To extract the hashtags, we will use a *Regular Expression*: a pattern that defines part of a text that we are interested in.

In [19]:
# import Python's built-in Regular Expressions package
import re

hashtag_pattern = r'\#\w+'

### explanation of the hashtag pattern (thanks GenAI)

The regular expression `\#\w+` can be broken down into the following components:

1. **`\#`**: 
   - The backslash (`\`) is an escape character, which means it is used to treat the hash symbol (`#`) as a literal character rather than a special character in regular expressions. So, this part of the expression matches the `#` symbol literally.

2. **`\w+`**: 
   - `\w` is a shorthand character class that matches any "word" character. Specifically, it matches:
     - Any letter (uppercase or lowercase),
     - Any digit (0-9),
     - The underscore (`_`).
   - The `+` following `\w` means "one or more" of the preceding character class. So, `\w+` will match one or more word characters.

#### In summary:
The regular expression `\#\w+` matches any string that starts with a `#` symbol, followed by one or more word characters (letters, digits, or underscores).

Example matches:
- `#hello`
- `#123`
- `#word_example`

This pattern could be used to match hashtags or identifiers that start with `#` followed by alphanumeric characters or underscores.

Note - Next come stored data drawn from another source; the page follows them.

PR #870, opened 2020-07-12
COVID SDE lecture edits

ChrisRackauckas:


ChrisRackauckas:
https://github.com/SciML/DiffEqBase.jl/issues/548 is what was missing from the plots with output_func. Just to get things done, I avoided that for now.

PR #881, opened 2021-04-23
It is a very bad habit to use non const globals

azev77:


jlperla:
There are all sorts of places where closures are used.  This is not intended to be for performance but rather for interactice scripting style.  Inside of a function these things are fine, and I think I tell people to copy code inside a function anytime you want to do something for performance.

azev77:
The first piece of advice in Julia's Performance Tips: 
[Avoid global variables](https://docs.julialang.org/en/v1/manual/performance-tips/#Avoid-global-variables)
-"Variables should be local, or passed as arguments to functions, whenever possible."
Which is why I suggested passing `r` as an argument of the function `f`

jlperla:
This is code for exploratory scripting, not for performance.  If you put that code inside of a function (which you should always do) then it works fine.

That is, you should never, ever have code outside of a function for performance.  But this is a script.  If you avoid globals in scripts the entire codebase can be much more complicated and it isn't even encessary (since you would just copy paste stuff into a function and have performant closures.  That is: 
```julia
function what_i_would_run()
     r = 2.0
     f(x) = r * x * (1 - x)
    sol = fixedpointmap(f, iv=0.8)
end
```
is what you would do in reality.  That is the important point to make to people.  You avoid globals my always having things in functions, not by avoiding closures entirely.

PR #8, opened 2020-07-03
build.sh: add the wifi feed to default builds

blogic:
This patch selects the wifi feed when building images in CI.
This has the effect, that backports, haps, wpas, iw, ath10k-ct will the
v5.7 version from current OpenWrt HEAD.

Signed-off-by: John Crispin <john@phrozen.org>

### DIFF
--- a/build.sh
+++ b/build.sh
@@ -39,7 +39,7 @@ AP2220)
 	;;
 esac
 cd ${BUILD_DIR}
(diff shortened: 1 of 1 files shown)


greearb:
I previously did a successful stability & performance regression run on 5.7 backports, so assume this is good for pulling.

PR #13, opened 2020-07-14
Remove wpad-basic from build

ArifAlam:
Remove wpad-basic from build


blogic:
I fixed this issue in trunk in a different way, but this one is actually way better so I'll merge this.

patches/pending/0003-profiles-add-the-wlan-ap-board-profiles.patch
```diff
@@ -157,6 +157,7 @@ index 0000000000..b3668bec5d
 +  CONFIG_OPENSSL_WITH_PSK=y
 +  CONFIG_OPENSSL_WITH_SRP=y
 +  CONFIG_OPENSSL_WITH_TLS13=y
++  # CONFIG_PACKAGE_wpad-basic is not set
 +
```
blogic, line 161: merged into pending, Thanks ! (with a minor modification)

PR #16, opened 2020-07-20
Staging ssidclient ratelimiting

chaitanyagodavarthi:


blogic:
merged into pending, Thanks !

blogic:
Turns out that the code will write back a state even if no config was set. This was causing cloud-sdk to restart wifi in an infinite loop. I added a patch on top of the PR inside pending to mitigate this. Please have a look to check if i broke anything.

yashvardhan-cu:
Please ignore. Just testing my access

PR #18, opened 2020-07-23
Staging fwupgrade

yashvardhan-netex:
Added support to facilitate firmware upgrade from a tar package for example from the tar.gz files on the jfrog server.
Also included changes to convey the firmware package tar name created in the workflow to the opensync gateway using the ovsdb interface. The gateway would simply use this name against the firmware package name it used initially to trigger the upgrade and determine whether the upgrade was successful once the AP connects back after a reboot.


yashvardhan-netex:
Hi @blogic
I can see that we are using a different workflow for dev builds and are not uploading the dev firmware packages on the Jfrog server.
I have done some changes in the build.yml which I guess by default would run only for trunk builds. I would like to test them. Should I simply do the changes in the  build-dev.yml for the testing.
Can we also upload the dev fw packages to the jfrog artifactory? May be to a new folder other than the trunk.

.github/workflows/build.yml
```diff
@@ -37,8 +38,9 @@ jobs:
           GH_BUILD_USERNAME: ${{ secrets.GH_BUILD_USERNAME }}
           GH_BUILD_PASSWORD: ${{ secrets.GH_BUILD_PASSWORD }}
       run: |
-        make TARGET=ECW5410
         TAG=$(date +%Y-%m-%d)-$(git rev-parse --short HEAD)
+        echo "ecw5410-$TAG" > feeds/wlan-ap/opensync/src/vendor/ecw5410/.pkgname
+        make TARGET=ECW5410
```
blogic, line 43: Should we not just make the opensync Makefile add this ? running make twice seems sub optimal

blogic: sorry, iI did not have enough coffee yet, i missed the prior removal line ;)

yashvardhan-netex: > sorry, iI did not have enough coffee yet, i missed the prior removal line ;)

No problem John :)

blogic:
merged into pending, Thanks !

PR #20, opened 2020-07-28
Staging fixswupgrade

yashvardhan-netex:
Fix for an intermittent upgrade failure issue


blogic:
merged into pending, Thanks !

### Extracting hashtags to a separate column

In [45]:
# put the code for extracting a hashtag in a function so we can easily re-use it
def extract_hashtags(text):
    # make sure the input is a string
    text = str(text)

    # make and return a list of all found hashtags
    hashtags = re.findall(hashtag_pattern, text)
    return hashtags

In [46]:
# let's try the pattern on the description we found earlier
description = nodes.iloc[0]['author.description']
print(extract_hashtags(description))

['#IamAChristian', '#ProLife', '#PrayToEndAbortion']


In [None]:
# now that we have a way to extract hashtags, let's do so for our entire data
# we search the author.description column, and make a new column called hashtags with the results
nodes['hashtags'] = nodes['author.description'].apply(extract_hashtags)

# display the first few rows of hashtags, what stands out?
print(nodes['hashtags'].head(20))

In [None]:
# let's say we are only interested in users with hashtags in their description
#first, filter the data

hashtag_users = nodes[nodes['hashtags'].str.len() != 0]

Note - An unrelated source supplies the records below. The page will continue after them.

PR #21, opened 2020-07-29
Staging preservecerts

yashvardhan-netex:
Preserve certificates over FW upgrade


blogic:
OpenWrt provides a feature for this via the Makefiles, I will add it in that manner.

https://git.openwrt.org/?p=openwrt/openwrt.git;a=blob;f=package/system/opkg/Makefile#l60

blogic:
please help test if this achieves the same result -->
https://github.com/Telecominfraproject/wlan-ap/commit/a88b2c03874e34ddecef790ca8abd8dd1b0b97c1

blogic:
@mikehansen1970 confirmed via mail that my patch in pending is working. closing the PR, Thanks !

PR #22, opened 2020-07-29
Staging multissid

RickSommerville:
AP supports multiple SSID (VIF) per radio.
Naming convention is radioX has VIF named wlanX, wlanX-1, wlanX-2, etc.


blogic:
merged into pending, Thanks !

PR #23, opened 2020-07-30
Statging fixmgmtipreporting

yashvardhan-netex:
opensync nm expects exact interface names or else it does not populate
inet address and related parameters in the wifi inet state table


blogic:
Hi,
the file being patched here will actually disappear once we merge the new network manager. the values will then be generated directly from what is present inside UCI
  John

yashvardhan-netex:
> Hi,
> the file being patched here will actually disappear once we merge the new network manager. the values will then be generated directly from what is present inside UCI
> John

Hi John,
That sounds good! Are we planning to introduce the new network manager any time soon or before MVP? If not, Can we have this fix for now and change it later with the new nm?
Yash

blogic:
@yashvardhan-netex I am hoping to merge before mondays meeting

yashvardhan-netex:
> @yashvardhan-netex I am hoping to merge before mondays meeting

Great! I think we can wait till then

PR #24, opened 2020-07-30
Staging client events

AmmadRehmatCUS:


blogic:
Can you please add a proper patch annotation to the patch and the PR. The expected format is

opensync: add $feature

This patch adds xyz, required to make abc work

Signed-off-by: $name <$email>

PR #25, opened 2020-07-31
Staging synthetic client

AmmadRehmatCUS:
synthetic client data path completed


blogic:
I agree with Rick please use the following license header
/* SPDX-License-Identifier: BSD-3-Clause */

blogic:
Can you please add a proper patch annotation to the patch and the PR. The expected format is

opensync: add $feature

This patch adds xyz, required to make abc work

Signed-off-by: $name <$email>

AmmadRehmatCUS:
closing as dns client opened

# only selecting hashtag users has a big cost: we ignore a large number of users
print('original amount of users:', len(nodes))
print('amount of users using hashtags:', len(hashtag_users))

original amount of users: 47404
amount of users using hashtags: 7269


### Counting hashtags
Now that we have extracted the hashtags, let's see if we can detect some patterns in them.

In [None]:
# first, make a flat list of all hashtags
# .explode(column) makes a separate row for each hashtags if a single user has more than one
flat_hashtags = hashtag_users.explode('hashtags')['hashtags']

# now count the occurence of each hashtag
flat_hashtags.value_counts()


### Comparing modularity classes
Remember the modularity classes we generated in Gephi?

We can see if users clustered in different classes prefer different hashtags.

In [None]:


# first, get the two biggest classes
classes_counts = hashtag_users['modularity_class'].value_counts()
print(classes_counts)

first_class = classes_counts.index[0]
second_class = classes_counts.index[1]

print('largest class:', first_class)
print('second largest class:', second_class)

In [81]:
# repeat the counting of hashtags for each of the clusters

largest_cluster = hashtag_users[hashtag_users['modularity_class'] == first_class]
second_cluster = hashtag_users[hashtag_users['modularity_class'] == second_class]

largest_cluster_hashtags = largest_cluster.explode('hashtags')['hashtags'].value_counts()
second_cluster_hashtags = second_cluster.explode('hashtags')['hashtags'].value_counts()


### Compare the hashtags for the two largest clusters
For the example data, there is a clear difference in hashtags! We could even identify the clusters based on their hashtags.

In [88]:
print(largest_cluster_hashtags)

hashtags
#MAGA                 93
#Bitcoin              41
#bitcoin              35
#2A                   33
#TrudeauMustGo        30
                      ..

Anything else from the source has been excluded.